Soka University of America (SUA) is a private university in Aliso Viejo, California. Originally founded in 1987, it was established on its current campus in 2001 by Daisaku Ikeda, the founder of the Soka Gakkai International Buddhist movement. Though affiliated with Soka Gakkai, it maintains a secular curriculum which emphasizes pacifism, human rights, and the creative coexistence of nature and humanity.
A much larger and older sister school, Sōka University in Japan, is located in Hachiōji, Tokyo. SUA encompasses both a four-year liberal arts college and a graduate school offering a Master's program in Educational Leadership and Societal Change. SUA also hosts the Pacific Basin Research Center and the newly created SUA Center for Race, Ethnicity, and Human Rights.
The university has an endowment of $1.2 billion as of 2017, giving it the second-highest endowment per student of any college or university in the United States.
SUA is a secular and nonsectarian university founded by Daisaku Ikeda, the President of Soka Gakkai International (SGI). SUA's philosophical foundation originated in the work of Tsunesaburō Makiguchi, who was the first President of Soka Gakkai (previous name Soka Kyoiku Gakkai) and created a society for educators dedicated to social and educational reform in Japan during the years leading up to World War II. Makiguchi was an elementary school principal, strongly influenced by John Dewey and American educational progressivism.

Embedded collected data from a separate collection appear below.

PR #4396, opened 2025-10-07
SglPend: Broken Code Gen.

balacij:
This PR highlights some bizarre behaviour. This is not a PR that is intended to be merged anytime soon. It is a PR meant to highlight issues. Once SglPend's code generation works, then we can merge this PR (or a PR that replaces this one).


code/stable/sglpend/src/cpp/Control.cpp
```diff
@@ -0,0 +1,34 @@
...
+    double m;
+    double α;
+    double θ_p;
+    double θ_i;
+    double p_x^i;
+    double p_y^i;
+    get_input(filename, L_rod, m, α, θ_p, θ_i);
+    derived_values(L_rod, θ_i, p_x^i, p_y^i);
+    input_constraints(L_rod, θ_i);
+    write_output(θ_p);
```
balacij, line 31: 1. Invalid variable names. Conventional C++ does not use unicode characters. Additionally '^' is an operator not permitted in the name of variables.
2. `get_inputs` confused me for a second. We pass in variable names but they're automatically turned into references. I'm not sure if I'm a fan of not explicitly rendering something that indicates it is going to be passed as reference and could be mutated...
3. The only output is one of the inputs.

code/stable/sglpend/src/java/SglPend/Control.java
```diff
@@ -0,0 +1,38 @@
...
+    public static void main(String[] args) throws FileNotFoundException, IOException {
+        String filename = args[0];
+        double L_rod;
+        double m;
+        double α;
+        double θ_p;
+        double θ_i;
+        double p_x^i;
+        double p_y^i;
+        Object[] outputs = InputParameters.get_input(filename);
```
balacij, line 26: `outputs = Input...`

code/stable/sglpend/src/java/SglPend/Control.java
```diff
@@ -0,0 +1,38 @@
...
+        L_rod = (double)(outputs[0]);
+        m = (double)(outputs[1]);
+        α = (double)(outputs[2]);
+        θ_p = (double)(outputs[3]);
+        θ_i = (double)(outputs[4]);
+        outputs = InputParameters.derived_values(L_rod, θ_i);
+        p_x^i = (double)(outputs[0]);
+        p_y^i = (double)(outputs[1]);
+        InputParameters.input_constraints(L_rod, θ_i);
+        OutputFormat.write_output(θ_p);
```
balacij, line 36: Only `θ_p` is used, and it doesn't even have any constraints. We don't need to generate any of the other code.

code/stable/sglpend/src/java/SglPend/Control.java
balacij: Ah, this is making sense now:

```haskell
inputs :: [DefinedQuantityDict]
inputs = map dqdWr [lenRod, QPP.mass, QP.angularAccel, pendDisplacementAngle, initialPendAngle]

outputs :: [DefinedQuantityDict]
outputs = [dqdWr pendDisplacementAngle]
```

code/stable/sglpend/src/cpp/Control.cpp
JacquesCarette: That sure is weird - probably ought to create 3 issues for each of those.

JacquesCarette: For 1, the C++ generator ought to error out. And the solution is to have the names use the features of Drasil that let you have different renderings in code vs spec. Other examples use that already.

code/stable/sglpend/src/csharp/Control.cs
```diff
@@ -0,0 +1,26 @@
...
+        double m;
+        double α;
+        double θ_p;
+        double θ_i;
+        double p_x^i;
+        double p_y^i;
+        InputParameters.get_input(filename, out L_rod, out m, out α, out θ_p, out θ_i);
+        InputParameters.derived_values(L_rod, θ_i, out p_x^i, out p_y^i);
+        InputParameters.input_constraints(L_rod, θ_i);
+        OutputFormat.write_output(θ_p);
```
JacquesCarette, line 24: At least the csharp is consistent with the C++!

code/stable/sglpend/src/java/SglPend/Control.java
JacquesCarette: Hey, Drasil does *exactly* what it was asked to do! Fancy that!

Probably `pendDisplacementAngle` should not be an input.

balacij: Removing `pendDisplacementAngle` from the `inputs` list:

```console
sglpend: The following outputs cannot be computed: pendDisplacementAngle
Unused definitions are: pendDisplacementAngle, frequency, angularFrequency, period
Known values are: l_rod, mass, angularAcceleration, initialPendAngle, ixPos, iyPos
  error, called at lib/Language/Drasil/CodeSpec.hs:258:20 in drasil-code-0.1.9.0-CVigL3PxUMa78erpyMb2gY:Language.Drasil.CodeSpec
```

JacquesCarette: See my comments on the issue about the right way to fix this.

balacij: `initialPendAngle` (which corresponds to $\theta_i$) is already in the inputs list.

Note: I didn't look into this further yet.

smiths:
@balacij, don't investigate further.  You have enough on your plate right now.  :smile:  Thank you for starting the process of getting SglPend working properly.  This might be a good task for a future summer research assistant.  :smile:

code/stable/sglpend/src/cpp/Control.cpp
balacij: I've changed my opinion on (2) and filed issues (#5086 and #5087) for the other two issues.

balacij:
Closed in favour of #5086, #5087, #5088, and the eventual work on trying to get Drasil to generate code for `SglPend`.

Between 1930-1934, Makiguchi published his four-volume work, Sōka Kyōikugaku Taikei (Value Creating Education System), to argue for his belief that education should proceed through dialogue instead of "force-feeding" information to students. This student-centered and humanistic philosophy, he argued, made "the purpose of education" an effort "to lead students to happiness." Education, he asserted, should be directed toward "creating value" for the individual and society. Makiguchi was a pacifist and an ardent believer in religious liberty and freedom of conscience. Jailed by Japanese authorities during World War II for ideas and actions inimical to the war effort, he died in prison on 18 November 1944. After the war, as the Soka Gakkai organization grew, Makiguchi's educational philosophy became the centerpiece of a number of Soka schools in Japan advocated by his successors, Jōsei Toda (second President of Soka Gakkai, a former elementary school teacher) and Daisaku Ikeda (third President of Soka Gakkai), who is the founder of SUA. Ikeda describes the founding of SUA as the fruition of the dreams of Makiguchi and Toda.